The strength of this coating film can be adjusted as appropriate by adjusting the thickness of the thin layer 9b of the binder.

When applying a top coat with a solution containing a binder as the main component, care must be taken to ensure that the binder for the top coat does not dissolve the thin layer of binder undercoat. It is conceivable to set the solution to be made of a material different from that used for the undercoat.

Further, the solution containing the binder as a main component is not limited to an aqueous solution or an alcohol solution, and may be any other organic solvent as long as it satisfies the condition that it does not attack the dissipative types 1 and 2.

[Effects of the Invention] As detailed above, according to the vanishing model casting method of the present invention, the first step is to apply a coating agent to the surface of the vanishing mold and then dry it, and to apply the vanishing mold to casting sand. In an extinguishable model casting method, which includes a second step of embedding in the extinguishable mold, and a third step of injecting molten metal into the inside of the extinguishable mold to replace the extinguishable mold with the molten metal,
The first step is a binder undercoating step in which a solution containing a binder as a main component is applied to the surface of the fugitive mold, and then a refractory fine particle adhesion step in which refractory fine particles are attached to the surface of the fugitive mold.
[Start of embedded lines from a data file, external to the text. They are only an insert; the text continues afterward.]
PR #443, opened 2026-07-27
fix(installer): make the bats suite green on stock macOS (bash 3.2 + tmpdir symlink + host-CLI leak)

LukasWodka:
## Summary
Three bats tests failed when the suite runs locally on macOS but passed in ubuntu CI (verified on a clean origin/develop checkout) — noise that masks real regressions for anyone running `bats scripts/tests/*.bats` before pushing. All three are local-environment artifacts; this fixes each at its actual root cause and silences the one bats warning the suite emitted. Suite is now 468/468 green on stock macOS (bash 3.2, bats 1.13) with zero warnings, and unchanged on Linux.

## Root causes & fixes

**1. `_extract_yaml_value: single-quoted with '' escape` (install-client-helm.bats) — bash 3.2 bug in the lib code.**
In `${var//pat/rep}`, macOS's bash 3.2 keeps the backslash when the replacement is an escaped quote: the `''` de-escape turned `'a''b'` into `a\'b` (bash 4+/5 gives `a'b`). Fixed by building pattern/replacement from a `$sq` variable — identical semantics on every bash. The mirror-image escape site (`' -> ''` for `TB_CLIENT_PASSWORD_ESCAPED`) had the same latent bug and gets the same two-line fix. `scripts/manifest.sha256` regenerated since this lib is on the R8 integrity surface (`gen-manifest.sh --check` passes).

**2. `validate_config: valid config passes` (common.bats) — tmpdir symlink shape.**
macOS puts `BATS_TEST_TMPDIR` under the `/var -> /private/var` symlink. `validate_config` resolves the data dir via `cd -P` (symlinks resolved) but compared it against the unresolved `$HOME`, spuriously failing the under-`$HOME` check. Fixed the test by pre-resolving `HOME` with `cd -P` — the exact pattern (and comment rationale) the sibling tilde tests in the same file already use; this first test simply predated them.

**3. `un-stamped DEFAULT_REF fails closed` (install-bootstrap.bats) — host CLI leaking into the sandbox.**
This is the only bootstrap test that sets no `REF`/`BRANCH`, so `_tb_bail_ok` stays armed — and `run_boot`'s `PATH="$BIN:$PATH"` let the dev box's real `/usr/local/bin/tracebloc` satisfy `command -v tracebloc`. The test then ran the host's real `tracebloc doctor` and, the box being healthy, exec'd the real CLI, which exited 0 before the REF gate was ever reached (CI has no tracebloc binary, so it never saw this). Added `run_boot_hermetic` — `PATH=$BIN` alone (setup already symlinks the needed coreutils for exactly this pattern) plus a sandboxed `HOME`, since the bootstrap re-prepends `~/.local/bin` to PATH. Beyond determinism, this stops the suite from executing a real CLI binary on dev machines.

**4. bats `BW01` warning on `sudo modprobe overlay` (common.bats).**
The `sudo(): non-root without sudo returns 127` test deliberately expects 127, which bats flags as "command not found". Switched to `run -127` plus the documented `bats_require_minimum_version 1.5.0` declaration (CI's apt bats is 1.10, fine with both).

## Related
Local dev-environment fix — no tracked issue.

## Type of change
- [x] Bug fix
- [x] Tech-debt / refactor

## Test plan
- macOS (bash 3.2.57, bats 1.13.0): full suite `bats scripts/tests/*.bats` — 468/468 pass, zero warnings (was: 3 failures + BW01)
- `scripts/gen-manifest.sh --check` — manifest up to date
- CI-equivalent lint locally: `bash -n` over all scripts + `shellcheck --severity=error` on the same file set as the Lint job — clean
- `bash scripts/check-style.sh` — clean
- Behavior spot-check of the substitution fix on bash 3.2: `'a''b'` unescapes to `a'b`; `a'b` escapes to `a''b`

## Checklist
- [x] Docs updated if behavior or config changed (N/A)
- [x] For security-sensitive paths: appropriate reviewer requested (manifest regenerated; no gate/verify logic touched)
- [x] Terminal output follows STYLE.md — `bash scripts/check-style.sh` passes
- [x] Cross-repo issues use `Fixes tracebloc/<repo>#N` (N/A)

---

> [!NOTE]
> **Low Risk**
> Changes are installer script portability, values-file quoting hardening, and test isolation; manifest hash updated but no verify/bootstrap gate logic changed.
> 
> **Overview**
> Makes the installer bats suite reliable on **stock macOS (bash 3.2)** while tightening how credentials land in generated Helm values.
> 
> **Helm values / YAML:** Adds shared `_yaml_sq_escape` / `_yaml_sq_unescape` so single-quoted YAML scalars work on bash 3.2 (escaped-quote replacements must use a variable, not `\'`). **`clientId`** is now written like **`clientPassword`**—single-quoted with escaping—instead of a double-quoted scalar that could break on `"` or `\`. **`scripts/manifest.sha256`** is updated for the changed lib on the integrity surface.
> 
> **Tests:** **`validate_config`** resolves **`HOME`** with `cd -P` so macOS `/var` → `/private/var` tmpdirs don’t fail the under-`$HOME` check. Bootstrap’s unstamped-ref test uses **`run_boot_hermetic`** so a host `tracebloc` CLI can’t bail out before the REF gate. **`run -127`** for the sudo mock test plus **`bats_require_minimum_version 1.7.0`**. New bats cover YAML escape round-trips and `clientId` quoting.
> 
> <sup>Reviewed by [Cursor Bugbot](https://cursor.com/bugbot) for commit 4f0872ad67eaa8c69260446e0fc8853f4f31e9de. Bugbot is set up for automated code reviews on this repo. Configure [here](https://www.cursor.com/dashboard/bugbot).</sup>


scripts/lib/install-client-helm.sh
```diff
@@ -791,7 +791,11 @@ install_client_helm() {
     TB_NAMESPACE="$existing_ns"
   fi
 
-  TB_CLIENT_PASSWORD_ESCAPED="${TB_CLIENT_PASSWORD//\'/\'\'}"
+  # ' -> '' via $_sq, not \': bash 3.2 keeps the backslash in an escaped-quote
+  # replacement (same constraint as _extract_yaml_value's unescape above), which
+  # would corrupt a password containing a quote into a\'\'b inside the values file.
+  local _sq="'"
+  TB_CLIENT_PASSWORD_ESCAPED="${TB_CLIENT_PASSWORD//$_sq/$_sq$_sq}"
```
saqlainsyed007: Robustness (non-blocking): the password value is now single-quote-escaped, but its sibling `clientId` on line 883 is interpolated into a **double-quoted** YAML scalar with no escaping — `clientId: "$TB_CLIENT_ID"`. `_sanitize_credential` only strips paste/non-printable chars, so a client ID containing a `"` or `\` would corrupt values.yaml — the same bug class this PR fixes for the password one line below. Largely gated by `verify_credentials` (valid IDs are UUIDs), so low severity, but the interpolation itself is unguarded.

scripts/tests/common.bats
```diff
@@ -1,6 +1,7 @@
 #!/usr/bin/env bats
 # Tests for scripts/lib/common.sh — config validation, the install_cleanup
 # CLIENT_STATE guard (#716), retry, has.
+bats_require_minimum_version 1.5.0   # for `run -<code>` (expected-exit syntax)
```
saqlainsyed007: `bats_require_minimum_version` was itself introduced in bats-core **1.7.0**, so requiring `1.5.0` here is internally inconsistent: on a bats 1.5.x–1.6.x, `run -<code>` is supported but *this line* is an undefined command and errors the file out before the guard can help. The effective floor is 1.7.0 — consider `bats_require_minimum_version 1.7.0` (CI's 1.10 and your 1.13 both satisfy it).

scripts/tests/common.bats
```diff
@@ -348,7 +352,7 @@ setup() {
 @test "sudo(): non-root without sudo returns 127 (best-effort friendly), never exits" {
   id() { echo 1000; }
   _have_sudo_bin() { return 1; }
-  run sudo modprobe overlay
+  run -127 sudo modprobe overlay   # -127: expected here — silences bats BW01
```
saqlainsyed007: With `run -127`, bats already asserts the status is 127 and fails the test otherwise — so the following `[ "$status" -eq 127 ]` (line 356) is now dead (can never fail if reached). Safe to drop it now that `run -127` enforces the expectation.

scripts/lib/install-client-helm.sh
```diff
@@ -791,7 +791,11 @@ install_client_helm() {
     TB_NAMESPACE="$existing_ns"
   fi
 
-  TB_CLIENT_PASSWORD_ESCAPED="${TB_CLIENT_PASSWORD//\'/\'\'}"
+  # ' -> '' via $_sq, not \': bash 3.2 keeps the backslash in an escaped-quote
+  # replacement (same constraint as _extract_yaml_value's unescape above), which
+  # would corrupt a password containing a quote into a\'\'b inside the values file.
+  local _sq="'"
```
saqlainsyed007: This `$_sq` single-quote escape is now the second copy of the same bash-3.2-safe idiom (the first is the *unescape* in `_extract_yaml_value`, ~line 148). Since both carry cross-referencing comments to stay in sync, a tiny shared helper (`_yaml_sq_escape` / `_yaml_sq_unescape`) would centralize the portability rule and prevent future drift. Non-blocking.

scripts/tests/install-bootstrap.bats
```diff
@@ -115,6 +115,15 @@ run_boot_no_cosign() {
   PATH="$BIN" run bash "$BOOT" "$@"
 }
 
+# Run hermetically: PATH=$BIN alone AND a sandboxed HOME. Needed by any test
```
saqlainsyed007: Minor wording: this says `run_boot_hermetic` is “Needed by any test that passes NO REF/BRANCH,” but the bailout tests at lines ~233/246/258 also pass no REF/BRANCH and correctly stay on `run_boot` — they're fine because each installs its own mock `tracebloc` into `$BIN`. The real distinguishing condition is “no REF/BRANCH **and** no mock tracebloc provided.” Worth tightening so a future reader doesn't think those tests are wrong.

saqlainsyed007 (commented):
Reviewed the escaping fix + test-portability changes. The core is sound and I verified the load-bearing claims locally: the bash 3.2 quote-corruption is real and the `$_sq` fix produces the correct `a''b` on 3.2.57; `manifest.sha256` matches the new file and `gen-manifest.sh --check` passes; the `validate_config` HOME/`cd -P` fix and the hermetic-runner isolation both target the right root cause. No blocking bugs.

A few non-blocking observations inline — #1 (clientId) and #2 (bats version floor) are the two worth a look.

scripts/lib/install-client-helm.sh
LukasWodka: Good catch — fixed in 4f0872a. You're right that it's the same bug class, and right that `_sanitize_credential` doesn't help: it only calls `_strip_paste_garbage`, which strips paste markers and C0 controls and leaves `"` and `\` untouched.

Both credentials now go through the shared escaper into **single-quoted** scalars:

```
clientId: '$TB_CLIENT_ID_ESCAPED'
clientPassword: '$TB_CLIENT_PASSWORD_ESCAPED'
```

In a single-quoted YAML scalar a `"` is literal, so it can no longer terminate the scalar early. Agreed on severity — `verify_credentials` gates real IDs to UUIDs, so this is hardening rather than a live break, but the interpolation itself is now safe either way.

Reading stays backward compatible: `_extract_yaml_value` still handles the double-quoted form, so values files written by older installers parse unchanged. I deliberately left the double-quoted **inputs** and the mocked `helm get values` output in the tests as-is to keep covering that path, and moved only the five assertions on the file the installer *generates*.

Tests added: clientId round-trips through a single-quoted scalar with a `'` in the value, a `"` no longer breaks the scalar, and a guard that the heredoc uses the escaper rather than raw interpolation.

scripts/tests/common.bats
LukasWodka: You're right, and it was self-defeating in exactly the way you describe. Fixed in 4f0872a — raised to `1.7.0`.

Confirmed against bats-core's changelog:

- **1.5.0** (2021-10-22) — *"Experimental: add return code checks to `run` via `!`/`-<N>` (#367, #507)"*
- **1.7.0** (2022-05-14) — *"bats_require_minimum_version to guard code that would not run on older versions (#587)"*

So on a 1.5.x–1.6.x bats, `run -127` would work but **that line** is an undefined command and takes the file down before the guard can do anything. 1.7.0 is the real floor, and as you note CI's 1.10 and my local 1.13 both satisfy it (verified locally — the file runs clean with `1.7.0`).

scripts/tests/common.bats
LukasWodka: Correct — dropped in 4f0872a. I verified it empirically rather than assuming, because it matters *where* bats fails:

```
@test "run -127 with a MISMATCHED status" {
  run -127 bash -c 'exit 3'
}
@test "run -127 mismatch: is the line after even reached?" {
  run -127 bash -c 'exit 3'
  echo "REACHED-THE-LINE-AFTER" >&3
  [ "$status" -eq 127 ]
}
```

```
not ok 2 run -127 with a MISMATCHED status
#   `run -127 bash -c 'exit 3'' failed, expected exit code 127, got 3
not ok 3 run -127 mismatch: is the line after even reached?
#   `run -127 bash -c 'exit 3'' failed, expected exit code 127, got 3
```

`REACHED-THE-LINE-AFTER` never prints — bats aborts at the `run` line, so the trailing assertion is unreachable, not merely redundant. Replaced it with a comment recording that `run -127` is what enforces the expectation.

scripts/lib/install-client-helm.sh
LukasWodka: Done in 4f0872a — agreed this was the right shape. Two one-liners now hold the rule:

```bash
_yaml_sq_escape() {                      # raw value -> body of a '...' scalar
  local _sq="'"
  printf '%s' "${1//$_sq/$_sq$_sq}"
}
_yaml_sq_unescape() {                    # body of a '...' scalar -> raw value
  local _sq="'"
  printf '%s' "${1//$_sq$_sq/$_sq}"
}
```

The bash-3.2 rationale is stated once above them instead of twice with cross-references, and `_extract_yaml_value` plus both credential call sites just call them. That also made your `clientId` finding a one-line fix rather than a third copy of the idiom.

Pinned with tests on both directions plus a round-trip over quote-heavy values (`a'b`, `'`, `''`, `it's a 'test'`, and a no-quote control).

scripts/tests/install-bootstrap.bats
LukasWodka: Fair point — you're right that the bail-out tests are fine for a different reason than my comment implied. Reworded in 4f0872a.

Verified: the three bail-out tests (~226/242/254) each `cat > "$BIN/tracebloc"` and `chmod +x` it, so they pass no REF/BRANCH *and* are hermetic by construction. The real distinguishing condition is "no REF/BRANCH **and** no mock `tracebloc` of its own", which is what the comment now says — plus an explicit note that tests providing their own mock correctly stay on plain `run_boot`.

aptracebloc (approved):
Approving — verified all three fixes: bash-3.2 YAML escaping via a variable-built replacement (the `\'` literal keeps the backslash on macOS system bash), `cd -P` tmpdir-symlink resolution, and `run_boot_hermetic` isolating HOME/PATH so a host tracebloc CLI can't pass the test for the wrong reason. Plus the clientId single-quote hardening. manifest.sha256 updated; CI fully green.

This process consists of a binder overcoat process in which a solution containing a binder is applied again to the surface of the fugitive mold, so that no refractory fine particles remain inside the cast product and the casting process is completed. This has the effect of preventing the occurrence of defects, and also has the effect of making the surface of the cast product smoother because the strength of the coating film is improved by the overcoating of the binder.
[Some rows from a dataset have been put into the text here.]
PR #451, opened 2026-07-28
fix(installer): execute-gate installed tools so a broken binary fails Step 1 (#411)

shujaatTracebloc:
Closes #411.

## Problem
The only post-install "verification" was a **log-only, failure-masking** interpolation (`Log "k3d: $(k3d version …)"` / `… 2>/dev/null || echo present`). So a corrupt or wrong-architecture binary — winget shims / partial installs skip the direct path's checksum verify, and brew delivers with no checksum of ours (#429) — still printed `✔ System tools` and only died at cluster-create in Step 2. Lukas's audit confirmed it's **all three OSes**.

## Fix (both halves + macOS)
- **Shared execute-gate helpers**: `assert_tool_runs` ([common.sh](scripts/lib/common.sh), bash) and `Assert-ToolRuns` ([install-k8s.ps1](scripts/install-k8s.ps1), PowerShell). Each **runs the tool's self-check**; on a non-zero exit or an exception it removes the located binary and fails loudly with an **arch-aware remedy**, so the tool step fails instead of the cluster step.
- Gate **kubectl / k3d / helm** after install on Linux, macOS, and Windows — on both the fresh-install and already-present paths. `System tools` success only prints once all gates pass.
- **kubectl is gated with `version --client`, not `--short`** (removed in kubectl 1.28+, which would false-fail the gate).
- New `check-drift.sh` parity check (`_drift_execute_gates`) so no installer can silently drop a gate.

## Acceptance criteria
- [x] A corrupt / wrong-arch `k3d.exe` fails Step 1 loudly with an actionable message; **Step 2 is never reached** (`Err`/`error` exits before it).
- [x] Coverage for the failure path — widened to **bats + Pester + the drift check**.

## Tests (+11)
- `common.bats` +2 (working tool passes & binary untouched / broken tool errors + removes the binary)
- `check-drift.bats` +2 (execute-gate parity)
- `install-k8s.Tests.ps1` +7 Pester (exit-nonzero / exception / binary-removal / arch remedy / static gates)

Verified locally (CI-identical):
- Pester full: **182 passed, 0 failed**, 8 skipped (Windows-only)
- all bats: 3 failures are pre-existing macOS-local flakes (my new tests all pass); ubuntu CI is the arbiter
- PSScriptAnalyzer: **0 Error-severity** · check-style / drift: clean · manifest regenerated

---

> [!NOTE]
> **Low Risk**
> Changes are confined to installer verification and drift tests; behavior is fail-fast with guarded binary removal, with no auth or runtime cluster logic touched.
> 
> **Overview**
> Replaces **log-only** post-install version checks (which could still show ✔ System tools when a binary was corrupt or wrong-arch) with **real execute gates** that run each tool’s version self-check and **fail Step 1** with an arch-aware message before cluster creation.
> 
> Adds **`assert_tool_runs`** in `common.sh` and **`Assert-ToolRuns`** in `install-k8s.ps1`, wired for **kubectl** (`version --client`), **k3d**, and **helm** (bare `version`, not `--short`) on **Linux**, **macOS**, and **Windows** for both fresh installs and already-on-PATH tools. Optional **`--rm` / `-BinPath`** removes only the installer-placed binary when it is the one that failed, so re-runs can self-heal without deleting winget/brew copies elsewhere on PATH.
> 
> Adds **`_drift_execute_gates`** in `check-drift.sh` plus bats/Pester coverage so no platform can drop a gate silently; updates `manifest.sha256` and Linux setup test mocks so gates don’t break install-path assertions.
> 
> <sup>Reviewed by [Cursor Bugbot](https://cursor.com/bugbot) for commit f0f2626fb91ab4f713a7c8e10cfa8ffb3d102ddf. Bugbot is set up for automated code reviews on this repo. Configure [here](https://www.cursor.com/dashboard/bugbot).</sup>


scripts/lib/common.sh
```diff
@@ -140,6 +140,27 @@ step_header()    { echo -e "  ${TB_HEADING}$1) $2${RESET}"; echo ""; }
...
+# would false-fail the gate). Usage: assert_tool_runs <name> <version-arg>...
+assert_tool_runs() {
+  local name="$1"; shift
+  local out
+  if out="$("$name" "$@" 2>&1)"; then
+    log "$name OK: $(printf '%s\n' "$out" | head -1)"
+    return 0
+  fi
+  local path; path="$(command -v "$name" 2>/dev/null || true)"
+  [[ -n "$path" && -w "$path" ]] && rm -f "$path" 2>/dev/null || true
```
saadqbal: This `rm` fires on the *already-present* path too (macOS gates all three unconditionally after `has`), so a broken brew-managed binary gets its symlink deleted — but `brew install` on re-run sees the formula already installed and won't relink, so the gate fails again → confusing loop. Note the Windows side deliberately omits `-BinPath` on the already-present calls (815) to avoid removing a tool it didn't install; the bash gate has no such guard. Consider only removing when we placed the binary (i.e. pass the dest path like the fresh-install callers, and skip removal otherwise).

scripts/lib/setup-macos.sh
```diff
@@ -253,20 +253,23 @@ install_docker_desktop() {
...
     spin_cmd "Installing system tools…" brew install k3d
   fi
-  log "k3d: $(k3d version | head -1 2>/dev/null || echo installed)"
+  assert_tool_runs k3d version
 
   if ! has helm; then
     spin_cmd "Installing system tools…" brew install helm
   fi
-  log "helm: $(helm version --short 2>/dev/null || echo installed)"
+  assert_tool_runs helm version --short
```
saadqbal: kubectl was moved off `--short` here because it was removed in 1.28+ and would false-fail the gate — but helm is still gated with `version --short` on all three OSes. Worth confirming the pinned Helm (v4.x) still supports `--short`; if it ever drops it the gate false-fails and deletes a perfectly good binary. `helm version --template` / bare `helm version` would be immune.

scripts/install-k8s.ps1
```diff
@@ -932,7 +962,7 @@ function Install-K3dAndHelm {
       RefreshPath
     }
   }
-  Log "k3d: $(k3d version | Select-Object -First 1)"
+  Assert-ToolRuns -Name "k3d" -VersionArgs @("version") -BinPath "$TOOL_DIR\k3d.exe"
```
saadqbal: This gate runs on the already-present path too, but always points `-BinPath` at `$TOOL_DIR\k3d.exe`. If k3d came from winget/choco (or was already on PATH), the broken binary is elsewhere, so Remove-Item is a no-op and `Has "k3d"` stays true on re-run → same failure every time. The remedy text does tell the user to uninstall the package-manager copy, so this is loud-but-stuck rather than silent; just flagging that the auto-remove can't actually self-heal that path.

scripts/tests/check-drift.sh
```diff
@@ -186,7 +186,34 @@ _drift_cli_contract() {
...
+    for t in kubectl k3d helm; do
+      grep -qE "assert_tool_runs $t\b" "$DRIFT_ROOT/$f" || \
+        _note "$f: no execute-gate for '$t' (assert_tool_runs $t ...) — #411"
+    done
+  done
+  local ps1="scripts/install-k8s.ps1"
+  if [[ ! -f "$DRIFT_ROOT/$ps1" ]]; then _note "$ps1 is missing"; fi
+  for t in kubectl k3d helm; do
+    grep -qE "Assert-ToolRuns -Name \"$t\"" "$DRIFT_ROOT/$ps1" || \
+      _note "$ps1: no execute-gate for '$t' (Assert-ToolRuns -Name \"$t\") — #411"
```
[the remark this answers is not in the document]
shujaatTracebloc: Fixed in 3dc866f. _drift_execute_gates no longer whole-file greps: it strips comment lines and matches the actual call (assert_tool_runs … <tool> version / Assert-ToolRuns -Name "<tool>"), so a commented-out or merely-mentioned gate no longer satisfies it. Added check-drift.bats cases for the --rm form and a commented-out gate. (Also avoided grep -q under pipefail — SIGPIPE would false-fail.)

scripts/install-k8s.ps1
```diff
@@ -969,7 +999,7 @@ function Install-K3dAndHelm {
 
     if (-not (Has "helm")) { Err "Helm could not be installed. Install manually from https://helm.sh/docs/intro/install/ and re-run." }
   }
-  Log "helm: $(cmd /c 'helm version --short 2>&1')"
+  Assert-ToolRuns -Name "helm" -VersionArgs @("version","--short") -BinPath "$TOOL_DIR\helm.exe"
```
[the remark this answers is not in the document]
shujaatTracebloc: Fixed in 3dc866f. -BinPath now tracks the direct-download dest only ($k3dDest/$helmDest, $null on the winget/present path), so the gate removes only a binary WE placed — never a winget/pre-existing copy elsewhere on PATH. kubectl already did this.

scripts/lib/common.sh
shujaatTracebloc: Fixed in 3dc866f. assert_tool_runs removal is now opt-in via a leading --rm <path>; only the Linux fresh-install callers pass it (the dest we placed). The already-present path and all macOS/brew calls pass no --rm, so a brew-managed binary is never deleted — no more wedged re-run. Added a bats case asserting no-removal without --rm.

scripts/lib/setup-macos.sh
shujaatTracebloc: Fixed in 3dc866f. helm is now gated with bare `helm version` on all three OSes (Linux/macOS/Windows) — immune if --short is ever dropped like kubectl's was.

scripts/install-k8s.ps1
shujaatTracebloc: Fixed in 3dc866f. The k3d/helm PS gates now pass -BinPath $k3dDest/$helmDest, which is set only on the direct-download path and stays $null for winget/already-present — so Remove-Item no longer targets a TOOL_DIR path we didn't populate.

scripts/lib/setup-linux.sh
```diff
@@ -401,8 +401,11 @@ install_kubectl() {
       || error "Couldn't resolve the kubectl version from dl.k8s.io/release/stable.txt — check network connectivity to dl.k8s.io and re-run."
     spin_cmd "Installing system tools…" _fetch_kubectl "$KUBE_VER" "$ARCH_DL"
     log "kubectl $KUBE_VER installed."
+    # Fresh install: we placed it, so --rm lets a corrupt/wrong-arch download be
+    # cleared. Present path (else): don't remove a binary we didn't install (#411 review).
+    assert_tool_runs --rm "$TB_TOOLS_DIR/kubectl" kubectl version --client
   else
-    log "kubectl: $(kubectl version --client --short 2>/dev/null || echo present)"
+    assert_tool_runs kubectl version --client
```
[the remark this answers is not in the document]
shujaatTracebloc: Fixed in f0f2626. All three tools now gate uniformly with --rm (bash) / -BinPath (ps1) pointing at our install dir on EVERY path, and the gate removes that path only when the binary that actually ran resolves to it (command -v … -ef on bash, (Get-Command).Source -eq on ps1). So a broken installer-placed kubectl/k3d — fresh OR left by a prior run — self-heals on re-run, while a pkg-manager/winget copy elsewhere on PATH is never deleted. Added a decoy-copy bats case and a ps1 resolved-elsewhere case.

saadqbal (approved):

[Brief explanation of the drawing]

Figures 1 to 3 show the investment model casting method as an embodiment of the present invention, and Figures 1 (a) to 3 (d) respectively show the treatment process of the surface portion of the investment model according to this embodiment. A schematic sectional view, FIG. 2 is a front view of the vanishing type according to this embodiment, and FIG.
Figures (a) to (d) are schematic diagrams sequentially showing the casting process of this example. 1.2-vanishing type, 1 a, 1 b, 2 a,
2 b - model part, 3... sprue, 3a, 3b...
- Core part of sprue 3, 4... Container, 5... Casting sand (casting sand to which no binder has been added and mixed), 6... - Vibration device, 7
- Molten metal (e.g. molten aluminum alloy) 8a, 8
b - metal castings (i.e. intake manifolds of two engines), 9a, 9b - thin layer of binder, 10... - refractory particles, A, B - joint surfaces, C - fugitive mold 1 , a bead-patterned recess formed on the surface of 2, D... joint surface A. Incomplete adhesion in B, E. - Surface scratches on the vanishing type 1°2.

Claims (1)

[Claims] The first step is to apply a coating agent to the surface of the fugitive mold and then dry it, the second step is to embed the fugitive mold in casting sand, and the second step is to inject molten metal into the inside of the fugitive mold. In the fugitive model casting method, the first step includes a binder undercoating step of applying a solution containing a binder as a main component to the surface of the fugitive mold, and The process consists of a refractory fine particle adhesion step in which fine refractory particles are attached to the surface of the fugitive mold, and a binder overcoating step in which a solution containing a binder as the main component is applied again to the surface of the fugitive mold. Disappearance model casting method.